The words bounced strangely in the chamber, their cheer clipping on stone and falling flat against the water-slick floor. Kevin felt the woman beside him shift, as if she might laugh in disbelief, but the sound caught in her throat.
The goblin carried on as though reciting an old speech it had given a thousand times before.
“You, the fortunate few—well you fortunate three million, one hundred and forty one thousand, five hundred and ninety—have been delivered to this most illustrious event! An event of trials, of quests, of struggles and triumphs!” Its eyes flicked left, then right, as if searching for applause that never came.
“Within these dungeons,” it continued, “you shall embark on adventures both grand and small. You shall find wonders to boggle the mind, magics to unmake what you once thought real, and treasures to tempt even the most modest among you. And, of course…” The grin sharpened to something wolfish. So many teeth, surely more than its mouth could hold, Kevin thought as his mind struggled to keep up with the reality in-front of his eyes, if it was indeed real, of course. “…perils. Many perils. But that is the delight of it all, is it not? For what is triumph without despair!” It chuckled—it was clear that was its favourite part of this whole speech.
Kevin felt a shiver travel the group. No one answered.

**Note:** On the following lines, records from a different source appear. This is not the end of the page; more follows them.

PR #666, opened 2022-04-28
✨ Bump to k8s.io v1.24.0-rc.1

sbueringer:


pkg/version/version.go
```diff
@@ -23,7 +23,7 @@ import (
 // Version returns the version of the main module
 func Version() string {
 	info, ok := debug.ReadBuildInfo()
-	if !ok {
+	if !ok || (info != nil && info.Main.Version == "") {
```
sbueringer, line 26: A unit test failed without this change

It looks like previously ok was false. Now we get ok==true + an info object with an empty Version

alvaroaleman: okay, interesting. That is IMHO a go bug as it breaks comoatibility.

alvaroaleman: Shouldn't it be
```suggestion
	if !ok || info == nil || info.Main.Version == "" {
```

alvaroaleman (approved):

pkg/version/version.go
AlmogBaku: see #662 for explanation for this issue

PR #673, opened 2022-05-06
✨Added skip build tag in pkg/deepcopy/zz_generated.markerhelp.go to ignore the file in kubebuilder default scaffold for v3 test coverage

NikhilSharmaWe:
### Description
- This PR adds a skip build tag in `pkg/deepcopy/zz_generated.markerhelp.go` to ignore [zz_generated.deepcopy.go](https://github.com/kubernetes-sigs/kubebuilder/blob/master/testdata/project-v3/api/v1/zz_generated.deepcopy.go) in [kubebuilder](https://github.com/kubernetes-sigs/kubebuilder) default scaffold for v3 test coverage. 
- We need to merge this PR and get a new release, so that we can update the new version in [kubebuilder](https://github.com/kubernetes-sigs/kubebuilder).

### Motivation
- Regarding https://github.com/kubernetes-sigs/kubebuilder/issues/2645


NikhilSharmaWe:
@camilamacedo86 Here is the PR adding skip build tag in [https://github.com/kubernetes-sigs/controller-tools/blob/master/pkg/deepcopy/zz_generated.markerhelp.go](https://github.com/kubernetes-sigs/controller-tools/blob/master/pkg/deepcopy/zz_generated.markerhelp.go#L1-L2).

pkg/deepcopy/zz_generated.markerhelp.go
```diff
@@ -1,5 +1,6 @@
 //go:build !ignore_autogenerated
 // +build !ignore_autogenerated
+// +build !skip
```
erikgb, line 3: Further down in this file it states:

> Code generated by helpgen. DO NOT EDIT.

I think this change should be added somewhere else in the codebase?

NikhilSharmaWe: @erikgb Thanks for the review.
Could you please take another look.

cmd/helpgen/main.go
```diff
@@ -38,6 +38,7 @@ const (
 	markerName = "controllertools:marker:generateHelp"
 	header     = `
 // +build !ignore_autogenerated
+// +build !skip
```
erikgb, line 41:
```suggestion
// +build !cover
```

I am not an expert on this, but IMO the command that motivates this change would look better with another build tag? Compare `go test -cover -tags skip` to `go test -cover -tags cover`. This is only relevant for the test coverage, right?

And why doesn't the existing tag (`ignore_autogenerated`)work,` ref. https://github.com/kubernetes-sigs/kubebuilder/issues/2645#issuecomment-1117057817? Will this just work by adding a new build tag?

NikhilSharmaWe: @Sher-Chowdhury Could you please give your thoughts here.

camilamacedo86: @NikhilSharmaWe, the @erikgb suggestion also makes sense for me.
WDYT about you try to reproduce the issue https://github.com/kubernetes-sigs/kubebuilder/issues/2645#issuecomment-1117057817 and see if you can use the tag `ignore_autogenerated` instead of the skip to sort it out?

camilamacedo86, line 41: @NikhilSharmaWe:

If we skip the build files, the tests will fail:

```
r$ go test ./... -cover -tags skip
?   	sigs.k8s.io/kubebuilder/testdata/project-v3	[no test files]
# sigs.k8s.io/kubebuilder/testdata/project-v3/api/v1
api/v1/zz_generated.deepcopy.go:2: +build lines do not match //go:build condition
FAIL	sigs.k8s.io/kubebuilder/testdata/project-v3/api/v1 [build failed]
ok  	sigs.k8s.io/kubebuilder/testdata/project-v3/controllers	11.584s	coverage: 0.0% of statements
FAIL
```

So, I do not think we can address the request made in the Kubebuilder because of the coverage. 
In the comment: https://github.com/kubernetes-sigs/kubebuilder/pull/2668#issuecomment-1119482191, I explained how/where/when it is and if we wish to change what is the process. 

But I do not think that we should address this change here. 
Let's close this one and see how can we address/help who asked it in the Kubebuilder side?

Issue #69, opened 2013-07-19
Operation slower on repeated task even after making new SketchUp file (Bugzilla #484)


axelstudios:
On 2012-01-19 13:59:30, @DavidGoldwasser wrote:

> TestCase:
> 1. Launch SketchUp
> 2. Create a 100'x50' rectangle.
> 3. Divide it into 4 rectangles
> 4. Use Space diagram to make 5 story building (time this)
> 5. Use script to assign thermal zones to untagged spaces (time this)
> 6. Make a new SketchUp file (but don't quite SketchUp
> 7. Repeat steps 2-6
> 
> In the past I noticed that run a task over and over got slower within the same model, but I assumed it was because the model was smaller. (see bug 252).
> 
> But in this test it happens even making a new model and a NewSketchUp file. It keeps getting slower and slower until you quit and re-start SketchUp.
> 
> Oddly, if I skip step 5 I don't notice the slowdown, not sure why.
> 
> Here are some results (similar results in 0.6.0, 0.6.1 or 0.6.2)
> 
> Loop 1 Step 4 - 2 sec
> Loop 1 Step 5 - 15 sec
> 
> Loop 2 Step 4 - 5 sec
> Loop 2 Step 5 - 30 sec
> 
> Loop 3 Step 4 - 12 sec
> Loop 3 Step 5 - 80 sec
> 
> Loop 4 step 4 - 24 sec
> * didn't run Loop 4 step 5

On 2012-08-15 11:12:31, @macumber wrote:

> Created an attachment (id=192)
> Tests slow down with repeated actions

On 2012-08-15 11:13:29, @macumber wrote:

> Looks like observers are part of the problem, was able to reproduce slow down outside of OpenStudio using attached TestPlugin.rb script
> 
> use_groups = true, use_observers = true, use_operations = true
> 3.385, 4.087, 4.103, 4.336, 4.743, 5.082, 5.603, 5.912, 6.521, 6.833, 7.191, 7.395, 7.816, 8.196, 8.845, 9.438, 9.609, 10.047, 9.921, 10.811
> 
> use_groups = true, use_observers = false, use_operations = true
> 1.622, 1.534, 1.82, 1.7, 1.701, 1.419, 1.441, 1.45, 1.388, 1.372, 1.343, 1.389, 1.373, 1.685, 2.075, 2.199, 1.904, 1.928, 2.229, 1.997

On 2012-09-10 00:55:50, @DavidGoldwasser wrote:

[...]

PR #3453, opened 2019-03-15
Fix #745 - Use the 'Year' field from Sql file

### LINKED ISSUE #745: General problems with leap year simulations

jmarrec:
Fix #745 - Use the 'Year' field from Sql file

Fix https://github.com/NREL/OpenStudio-measures/issues/138

### DIFF
--- a/openstudiocore/src/model/UtilityBill.cpp
+++ b/openstudiocore/src/model/UtilityBill.cpp
@@ -1199,19 +1199,10 @@ Vector BillingPeriod::modelConsumptionValues() const
     Date endDate = this->endDate();
     while (date <= endDate){
 
-      boost::optional<DateTime> dateTime;
+      // Since E+ v8.9.0, sql has year field
+      DateTime dateTime(date, Time(1));
 
-      // Do not include year in date for query, trap for case of leap year
-      if ((date.monthOfYear() == MonthOfYear::Feb) && (date.dayOfMonth()==29)){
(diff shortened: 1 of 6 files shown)


macumber:
Wouldn't hurt to include daylighting reports or any other timeseries data and check that those are reported correctly too.

jmarrec:
> Wouldn't hurt to include daylighting reports or any other timeseries data and check that those are reported correctly too.

Daylight maps don't have the year field in E+ SQL yet (cf issue https://github.com/NREL/EnergyPlus/issues/7225 and PR I opened to add it https://github.com/NREL/EnergyPlus/pull/7235)

jmarrec:
Added tests in #69. All 8 pass with this branch, versus only 1 with 2.7.1.

There's one thing that could be problematic for us actually: currently if you specify a leap year, say 2012, run period, if you pass a weather file that doesn't include Feb 29 you only get 365 days of data (and no warning in eplusout.err). 

When reading the time series back, everything would be shifted by one day for us (and it'd be probably very weird for the user to have a Feb 29 but No December 31...) ... Because we expect for it to be a leap year and we construct the timeseries given only the firstReportDateTime and incrementing intervals.

macumber:
Cool thanks for the tests @jmarrec, seems like the leap year / epw issue should be filed with the EnergyPlus team.  And it looks like it already does https://github.com/NREL/EnergyPlus/issues/7240

PR #3259, opened 2018-09-07
Fix #2718 #2625 fields that became autosizable

jmarrec:
**Warning:** this PR breaks backward compatibility in the API, because fields that weren't autosizable used to have a getter that returned a double, and now it must return boost::optional<double>.

----

## Changelog:

* Fix #2718 : `Sizing:System` "Minimum System Air Flow Ratio" is renamed to "Central Heating Maximum System Air Flow Ratio" to match E+, and becomes autosizable. 
* Fix #2625:  `AirTerminalSingleDuctVAVReheat` and `AirTerminalSingleDuctVAVNoReheat` have two fields - Constant Minimum Air Flow Fraction and Fixed Minimum Air Flow Rate that become autosizable
* All new autosizable fields go their related SQL querying methods (tested with the OpenStudio-resources autosizing_rb test) and added to the `autosize()` and `applySizingValues()`

## API Breaking changes:

* `SizingSystem::minimumSystemAirFlowRatio()` is now deprecated - please use `centralHeatingMaximumSystemAirFlowRatio()` instead -, and it used to return a `double` but now returns a `boost::optional<double>`.
* `AirTerminalSingleDuctVAVReheat::constantMinimumAirFlowFraction()` and `AirTerminalSingleDuctVAVReheat::fixedMinimumAirFlowRate()` used to return a `double` but now returns a `boost::optional<double>`.

Note: For `AirTerminalSingleDuctVAVReheat` and `AirTerminalSingleDuctVAVNoReheat`, I would have removed `isConstantMinimumAirFlowFractionDefaulted()` and `resetConstantMinimumAirFlowFraction()`, but in order to preserve the API, I kept them. Same for `fixedMinimumAirFlowRate`

----

## Other IDD change:

Fix #2458 - Implement the 'Heat Pump Coil Water Flow Mode' field for `ZoneHVAC:WaterToAirHeatPump`

I added 'Design Specification ZoneHVAC Sizing Object Name' to the IDD too, but since that class isn't wrapped in OS SDK I did do anything but add a "TODO" for a reminder.  Similarly 'Availability Manager List Name' was in the IDD but isn't in the SDK (though here the 'AvailabiltiyManagerList' class was added when I worked on #2844)

Review assignee: @kbenne

PR #3455, opened 2019-03-15
Remove 2.6.2 api change warnings

### LINKED ISSUE #3454: Remove 2.6.2 API-change warnings
These API-change warnings are clogging up openstudio-standards logging, making it difficult to find the actual issues.  Propose removing them.

For example, 4,500 of 6,500 lines of a recent openstudio-standards circleci file were:
`[openstudio.model.AirTerminalSingleDuctVAVReheat] <0> Prior to OpenStudio 2.6.2, this field was returning a double, it now returns an Optional double`

asparke2:

Please read [OpenStudio Pull Requests](https://github.com/NREL/OpenStudio/wiki/OpenStudio-Pull-Requests) to better understand the OpenStrudio Pull Request protocol.

fixes #3454

### DIFF
--- a/openstudiocore/src/model/AirTerminalSingleDuctVAVReheat.cpp
+++ b/openstudiocore/src/model/AirTerminalSingleDuctVAVReheat.cpp
@@ -53,10 +53,6 @@
 #include "../utilities/core/Compare.hpp"
 #include "../utilities/core/Assert.hpp"
 
-// TODO: only needed for API warning
-#include <OpenStudio.hxx>
-
-
 namespace openstudio {
 
 namespace model {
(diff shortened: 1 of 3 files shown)


asparke2:
@jmarrec if you want to remove the deprecated methods this is probably a good time/place

jmarrec:
Thanks for the reminder @asparke2!

I will remove the warnings, but actually I had left a note to remove a method altogether:  `LOG(Warn, "SizingSystem::minimumSystemAirFlowRatio has been deprecated and will be removed in a future release, please use SizingSystem::centralHeatingMaximumSystemAirFlowRatio")`

Should I remove `SizingSystem::minimumSystemAirFlowRatio`? @kbenne @macumber

macumber:
@jmarrec I don't think you should remove the method right now as @asparke2 is still using it (and getting bugged by the log messages).  The right thing to do would be for Andrew to start using the new methods rather than remove log messages in deprecated ones.  Can you point him to the methods he should use instead?

jmarrec:
The other method that has a warning is just to tell you that it used to return a double and now an optional. If you had upgraded your code base already you'd still see this message and it would  be annoying. but you wouldn't see the deprecated one since you would be using the right method.
I'm betting that's more what's happening here. @asparke2 are you still using the deprecated method?

macumber:
If @asparke2 is using the right method then lets remove the old method in 2.8.0 (as the warning says) and remove the warning from the right method.  Just so we are all clear, @jmarrec which one is the "right' method and which one is the "deprecated" method?

macumber:
I don't see any log messages in the right method `centralHeatingMaximumSystemAirFlowRatio` so i am confused

jmarrec:
The right commit to look at is this one: https://github.com/NREL/OpenStudio/pull/3259/commits/ec56c6a5dbdb772ffffe2ed53d7750e0b3ac6f6e (#3259)

And quoting the PR description #3259:

> API Breaking changes:

>    SizingSystem::minimumSystemAirFlowRatio() is now deprecated - please use centralHeatingMaximumSystemAirFlowRatio() instead -, and it used to return a double but now returns a boost::optional<double>.
>    AirTerminalSingleDuctVAVReheat::constantMinimumAirFlowFraction() and AirTerminalSingleDuctVAVReheat::fixedMinimumAirFlowRate() used to return a double but now returns a boost::optional<double>.

PR #3465, opened 2019-03-21
Fix #2798 - Show Uneditable measure name in addition to Display Name

### LINKED ISSUE #2798: OS App only shows the custom editable measure, name and not the one defined in measure.rb and measure.xml

jmarrec:
(Initially tried another approach in #3438, after discussion I am starting from a clean slate)

Fix #2798 - Show Uneditable measure name in addition to Display Name

Upon dragging a new measure:

* New: OSW 'measure_dir_name" goes to "Measure Directory Name" and cannot be modified
* OSW 'name' goes to "Name" as usual

image

image

### DIFF
--- a/openstudiocore/src/shared_gui_components/EditView.cpp
+++ b/openstudiocore/src/shared_gui_components/EditView.cpp
@@ -134,10 +134,12 @@ EditRubyMeasureView::EditRubyMeasureView(bool applyMeasureNow)
 
   if(applyMeasureNow){
     nameLineEdit->setReadOnly(true);
-    nameNonEditableLineEdit->setVisible(false);
     descriptionTextEdit->setReadOnly(true);
+
     nameLineEdit->setDisabled(true);
     descriptionTextEdit->setDisabled(true);
+    nameNonEditableLineEdit->setDisabled(true);
+    modelerDescriptionTextEdit->setDisabled(true);
   }
 }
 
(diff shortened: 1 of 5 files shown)


openstudiocore/src/shared_gui_components/WorkflowController.cpp
```diff
@@ -403,15 +402,17 @@ QString MeasureStepItem::name() const
...
-//    return result = QString::fromStdString(*name);
-//  }
-//  return result;
-//}
+QString MeasureStepItem::measureDirectory() const {
+  QString result;
+  // TODO: JM 2019-03-21 Should I ensure that I get just the measure directory NAME and not a path?
+  // Within OS App there's no risk since the measure_dir_name doesn't include "../../" or absolute path
+  // (QFileInfo.fileName)
+  if (boost::optional<std::string> name = m_step.measureDirName()){
```
jmarrec: Need to test that out...

openstudiocore/src/shared_gui_components/EditView.cpp
```diff
@@ -121,6 +134,7 @@ EditRubyMeasureView::EditRubyMeasureView(bool applyMeasureNow)
 
   if(applyMeasureNow){
     nameLineEdit->setReadOnly(true);
+    nameNonEditableLineEdit->setVisible(false);
```
macumber: @jmarrec just curious, why not show this as read only in apply measure now?

jmarrec: Yeah I don't know either, let me change that real quick. (plus, I would actually need to hide the title too if hide the input box)

jmarrec:
One thing that I discovered is that "Modeler Description" is always empty in Apply Now for some reason.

The goblin leaned closer over the podium, lowering its voice to a conspiratorial lilt. “Oh, one small formality—death, as you may have guessed, is permanent. Quite permanent. No appeals, no reversals, no refunds. A body broken here remains broken. A spirit lost remains lost. I do hope you won’t take it too hard. Oh, unless of course, you wisely invested in the regulatory insurance offered circa…” Its eyes glazed momentarily again. “Ah, yes!.. 200 years ago.”
It straightened again, brightening its tone as though it had merely announced the lunch break. “Now, now, let us not dwell! You are free to proceed as you wish: alone, together, not at all, it’s entirely your choice from here on out. Of course, bear in mind that competition is, ah, enabled. How do you put it on your world?” It grinned sharply again. “Player versus player?”
Kevin listened to its words, daggering at his eardrums as the high-pitched voice reverberated around the stone floors. It seemed to threaten to cut the cobbled stones all over again.
The goblin tested the phrase like a foreign delicacy. “Yes. Enabled. Entirely at your discretion, of course.”
The ogres shifted then, a slow, rumbling roll of shoulders like mountains reconsidering their weight. Kevin’s throat tightened.
The goblin tapped the podium once with a long gray nail and from nowhere sank through the stone walls were new doorways, one to the north, behind the goblin, one to the west, near the tattooed woman, still with her back to the moving walls, one to the east and another behind them all, the grandest and smoldering with a dark red light, a sulfurous smoke emanating from within.
“And now, we will watch. See what will be done and how you, our players, will play our game!” He sneered, arms stretching out with the coldest of welcomes Kevin had ever endured. “Good luck!” A familiar, yet less potent, flash bolted from the door in-front of the group. The goblin, the two ogre-lackies and the podium all vanished.